LATER sunsets and cooler mornings are signs of the coming winter and its expected changes to our driving conditions. Here are tips on how to adjust your driving to best handle these changes.
- On misty mornings, remember to not switch your bright lights on as the beams scatter and reflect back at you off the mist. Use the low beams or fog lights. Follow at longer distances.
- On very cold mornings be prepared for frost. This will make the roads more slippery and calls for wider following distances, gentler braking and going around corners more carefully.
- Areas in South Africa which experience very low temperatures might have ice on the roads. Drive carefully through areas likely to be affected by ice, like under bridges. Also learn how to steer out of a skid if it should happen.
- As dawn breaks later and dusk sets sooner, you can expect to drive more in changing light or evening darkness.
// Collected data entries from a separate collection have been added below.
PR #1062, opened 2024-11-08
Improve demo accessibility via VoiceOver

defagos:
## Description

This PR makes various improvements to VoiceOver support in the demo.

## Changes made

- Improve custom player accessibility.
- Improve specific player accessibility.
- Implement Z-escape gesture for modals.
- Make metrics debugging view accessible.
- Make all lists accessible.
- Make settings accessible.

It is likely that all accessibility strings can be properly localized but this should be a pretty good start already. The tvOS implementation might not be perfect as well but could likely be enhanced in a second PR.

## Checklist

### DIFF
--- a/Demo/Sources/Players/PlaybackView.swift
+++ b/Demo/Sources/Players/PlaybackView.swift
@@ -508,6 +508,7 @@ private struct LoadingIndicator: View {
             .tint(.white)
             .opacity(isBuffering ? 1 : 0)
             .animation(.linear(duration: 0.1), value: isBuffering)
+            .accessibilityHidden(true)
             .onReceive(player: player, assign: \.isBuffering, to: $isBuffering)
     }
 }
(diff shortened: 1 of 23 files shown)


Demo/Sources/Players/PlaybackView.swift
```diff
@@ -108,12 +108,16 @@ private struct MainView: View {
     private func main() -> some View {
         ZStack {
             video()
+                .accessibilityElement()
+                .accessibilityLabel("Video")
+                .accessibilityHint("Double tap to toggle controls")
+                .accessibilityAction(.default, visibilityTracker.toggle)
```
waliid, line 114: Instead of having this hint and this action, should we keep controls always visible when **VoiceOver** is on?

waliid (approved):

Demo/Sources/Players/PlaybackView.swift
defagos: The fact that controls are persistent but togglable when VoiceOver is on is a desired feature. We cannot assume that only blind users use VoiceOver. People who still can see must be able to use the player, and they might want to have controls off so that they can still see the image. This is also how Apple standard player UI behaves.

PR #1104, opened 2024-12-13
Cleanup Makefile targets

waliid:
## Description

This PR simplifies our Makefile targets by using dedicated scripts for each one.

## Changes made

- Scripts have been split in two directories, `public` and `private`.
    - Scripts located in `public` directory are use by our **Makefile**.
    - Scripts located in `private` directory are use by our GitHub workflows.

## Checklist


Scripts/test-streams.sh
```diff
@@ -3,6 +3,7 @@
 SCRIPT_NAME=$(basename "$0")
 SCRIPT_DIR=$(dirname "$0")
 
+Scripts/install-pkgx.sh
```
defagos, line 6: This prevents the script from being run from any directory. We can assume that `install-pkgx.sh` is in the same directory, thus maybe something like

```suggestion
"$(dirname -- "$0")"/install-pkgx.sh
```

(there might be a better way to write it) would make it possible to run the script from everywhere.

Scripts/set-apple-api-env-interactively.sh
```diff
@@ -0,0 +1,28 @@
...
+
+if [[ -z "$TEAM_ID" || -z "$KEY_ISSUER_ID" || -z "$KEY_ID" || -z "$APPLE_API_KEY_BASE64" ]]; then
+    echo
+    [[ -z "$TEAM_ID" ]] && echo "  TEAM_ID is missing!"
+    [[ -z "$KEY_ISSUER_ID" ]] && echo "  KEY_ISSUER_ID is missing!"
+    [[ -z "$KEY_ID" ]] && echo "  KEY_ID is missing!"
+    [[ -z "$APPLE_API_KEY_BASE64" ]] && echo "  APPLE_API_KEY_BASE64 is missing!"
+    exit 1
+fi
+echo
```
defagos, line 23: Wouldn't it be simpler to perform a sanity check after each `read`?

Scripts/test.sh
```diff
@@ -0,0 +1,30 @@
...
+if [[ "$1" != "--platform" ]]; then
+    usage
+fi
+
+PLATFORM="$2"
+if [[ $PLATFORM != "ios" && $PLATFORM != "tvos" ]]; then
+    usage
+fi
+
+Scripts/test-streams.sh -s
```
defagos, line 21: I would maybe keep test stream management and test execution separate (only bundled together in the makefile), only combining them at the Makefile level.

Scripts/find-dead-code.sh
defagos, line 1: `pkgx` might not be installed. Shouldn't we install as in other scripts?

Scripts/clean-imports.sh
defagos, line 1: pkgx might not be installed. Shouldn't we install as in other scripts?

defagos (commented):
Two general comments which might already appear assigned to some code changes:

- Parameter management is likely better with `getopts`. Several parameters have been introduced an I think having a way to reliably manage them would be beneficial.
- I like the idea of having extracted shell scripts for everything. I am still a bit wondering if we shouldn't make each script standalone. Some scripts have been introduced to factor out common logic (e.g. interactively getting secrets, installing pkgx, installing bundler) but shell scripts are difficult to read, understand and maintain when scattered over several files, each possibly defining its own set of variables used in other files.

Makefile
```diff
@@ -3,167 +3,105 @@
...
+	@echo
+	@echo "Archive:"
+	@echo "  archive-demo-ios               Archive iOS demo [MODE=\"--non-interactive\"]"
+	@echo "  archive-demo-tvos              Archive tvOS demo [MODE=\"--non-interactive\"]"
+	@echo
+	@echo "Deliver:"
+	@echo "  deliver-demo-nightly-ios       Deliver nightly iOS demo build [MODE=\"--non-interactive\"]"
+	@echo "  deliver-demo-nightly-tvos      Deliver nightly tvOS demo build [MODE=\"--non-interactive\"]"
+	@echo "  deliver-demo-release-ios       Deliver release iOS demo build [MODE=\"--non-interactive\"]"
+	@echo "  deliver-demo-release-tvos      Deliver release tvOS demo build [MODE=\"--non-interactive\"]"
```
defagos, line 86: Non-interactive mode is mostly for internal use. Not sure it should be visible in documentation.

defagos (approved):

defagos (approved):

PR #1184, opened 2025-04-01
Improve playlist demo item insertion

defagos:
## Description

This PR improves playlist demo item insertion support with inspiration from our recent [Castor demo implementation](https://github.com/SRGSSR/castor/pull/61).

## Changes made

- Update model to support insertion of the same media several times.
- Conform `PlayerItem` hashable to make it more suitable for wrapping into structs which themselves need to be hashable. Instead of approaches we previously used (generic source attached to the item (#1041), sync between media and player item lists we had until this PR), this makes it possible to use composition as a simple way of implementing playlist items that bundle a business object and its associated item.
- Add insertion location options (prepend, before current item, after current item, append).
- Add multiplier to insert the same group of items several times.
- Better organize playlist implementation and mark iOS-specific list management as unavailable on tvOS.

## Checklist

### DIFF
--- a/Demo/Sources/Showcase/Playlist/PlaylistSelectionView.swift
+++ b/Demo/Sources/Showcase/Playlist/PlaylistSelectionView.swift
@@ -6,6 +6,7 @@
 
 import SwiftUI
 
+@available(tvOS, unavailable)
 struct PlaylistSelectionView: View {
     static let medias = [
         URLMedia.onDemandVideoHLS,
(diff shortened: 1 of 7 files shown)


Demo/Sources/Showcase/Playlist/PlaylistSelectionView.swift
```diff
@@ -67,12 +71,70 @@ struct PlaylistSelectionView: View {
...
+        .padding()
+    }
+
     private func cancel() {
         dismiss()
     }
 
     private func add() {
-        model.add(Array(selectedMedias))
+        let entries = Array(repeating: selectedMedias, count: multiplier).flatMap(\.self).map { PlaylistEntry(media: $0) }
```
waliid, line 104:
```suggestion
        let entries = Array(repeating: selectedMedias, count: multiplier).flatMap(\.self).map(PlaylistEntry.init)
```

waliid (approved):

waliid (approved):

PR #267, opened 2021-06-12
Feat: Gem Sockets and Coupon Use

Zintixx:
## Item Gem Sockets
- Pendants, Earrings, and Rings now generate gem sockets if the item level is 50 or above.
	- If the rarity is 3 (Blue), it will have 1 socket.
	- If the rarity is higher than 3, it will have 3 sockets
- 5% success rate for a gem socket to be unlocked upon item creation
- Crystal Fragment cost seems to be hardcoded into the client. I didn't find any indication that it was a packet/xml value

## Coupon Use
- Added a new opcode for `COUPON_USE`. This opcode takes care of unique functionality upon using coupons, such as inventory expansion, beauty vouchers, and character slots

## Character Slots
- Added CharacterSlots to `Account` to keep a track on how many character slots a player has

## Additional ItemUse entries
- Functional Character Slot coupons
- Functional Beauty Vouchers

## Beauty additions and Shop ID
- Added a variable for `ShopId` to the player. This will be stored in memory and a way to check and find what shop ID a player is in.
-  Beauty Handler no longer looks at the player's last Npctalk to get the shopId. This was needed due to beauty vouchers using similar handlers - some of which were finding the shopId via Npctalk. Because beauty vouchers involve no npc talk, this was revised.
- Added all entries for beauty voucher "shops"

## Misc addition
- Added a /commands command to display all current emulator commands

### Misc fixes
- Buying a different quantity on a meret market item is fixed
- Going to the event map via the UI button is fixed
	- Leaving a event map via Esc -> Leave actually brought up a different MoveField mode. Revised `MoveFieldHandler` to handle both.


MapleServer2/PacketHandlers/Game/ItemSocketSystemHandler.cs
```diff
@@ -30,32 +42,191 @@ public override void Handle(GameSession session, PacketReader packet)
...
+                if (item.Value.Amount >= crystalFragmentCost)
+                {
+                    InventoryController.Consume(session, item.Key, crystalFragmentCost);
+                    break;
+                }
+                else
+                {
+                    crystalFragmentCost -= item.Value.Amount;
+                    InventoryController.Consume(session, item.Key, item.Value.Amount);
+                }
```
AngeloTadeucci, line 143: Isn't line 141 useless? and can't you just use math.max?

MapleServer2/PacketHandlers/Game/ItemSocketSystemHandler.cs
```diff
@@ -67,6 +238,30 @@ private static void HandleUpgradeGem(GameSession session, PacketReader packet)
...
 
             ConsumeIngredients(session, metadata);
+
+            Item newGem = new Item(metadata.NextItemId)
+            {
+                IsLocked = gemstone.IsLocked,
+                UnlockTime = gemstone.UnlockTime,
+            };
+
+            Player oWner = GameServer.Storage.GetPlayerById(gemstone.OwnerId);
```
AngeloTadeucci, line 248: lowercase pls

MapleServer2/PacketHandlers/Game/ItemSocketSystemHandler.cs
```diff
@@ -111,16 +306,129 @@ private static void ConsumeIngredients(GameSession session, ItemGemstoneUpgradeM
...
+            Item gemstoneItem = new Item(gemstone.Id)
+            {
+                IsLocked = gemstone.IsLocked,
+                UnlockTime = gemstone.UnlockTime,
+                Rarity = 4
+            };
+
+            if (gemstone.OwnerId != 0)
+            {
+                Player oWner = GameServer.Storage.GetPlayerById(gemstone.OwnerId);
```
AngeloTadeucci, line 420: lowercase pls

AngeloTadeucci (changes requested):

MapleServer2/PacketHandlers/Game/ItemSocketSystemHandler.cs
Zintixx: I don't think line 141 is useless. It's needed to update the value of how many crystal fragments are left in the event that the item amount < cost.

GameDataParser/Parsers/BeautyParser.cs
```diff
@@ -5426,6 +5426,2590 @@ protected override List<BeautyMetadata> Parse()
...
+                ShopId = 601,
+                BeautyCategory = BeautyCategory.Standard,
+                BeautyType = BeautyShopType.Hair,
+                TokenType = ShopCurrencyType.Meso,
+                Items = new List<BeautyItem>
+                {
+                    new BeautyItem
+                    {
+                        ItemId = 10200103,
+                        Flag = ShopItemFlag.None,
```
AlanMorel, line 5440: Could make the None flag the default

MapleServer2/Packets/CharacterListPacket.cs
```diff
@@ -73,11 +73,11 @@ public static Packet DeleteCancel(long playerId)
             return pWriter;
         }
 
-        public static Packet SetMax(int unlocked, int total)
+        public static Packet SetMax(int unlocked)
```
AlanMorel, line 76: You could always leave the total parameter but make it default to 11

AlanMorel (changes requested):

AngeloTadeucci (approved):

MapleServer2/PacketHandlers/Game/ItemSocketSystemHandler.cs
AngeloTadeucci: `crystalFragmentCost` isn't used after the value is changed on line 141.  so it's useless 🤔

Zintixx: it's a loop tho so it is used. or am I misunderstanding?

AngeloTadeucci: welp im blind,

AlanMorel (approved):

If you do not already automatically switch your headlights on as soon as you get in the car, take care to do so now.
- Avoid the glare shining into your eyes by changing your usual driving routes. Glare can blind you up to five seconds – more if you are older or driving at night.
Leave earlier in the mornings or take alternate routes where and when the glare is not as bad.
A pair of quality sunglasses, tinted or polarised, will also reduce the glare.
Keeping your windscreen clean stops glare from obscuring your eyesight.
You can also avoid glare by raising your seat position higher up.
Lower your visor before you leave so you are not blinded suddenly as you turn a corner.
- Do NOT use high-gloss vinyl cleaners on your dashboard.
Avoid the cost and even tragedy that can happen if you do not adjust for the change of seasons. It only takes a few changes to be ready and it can save you plenty.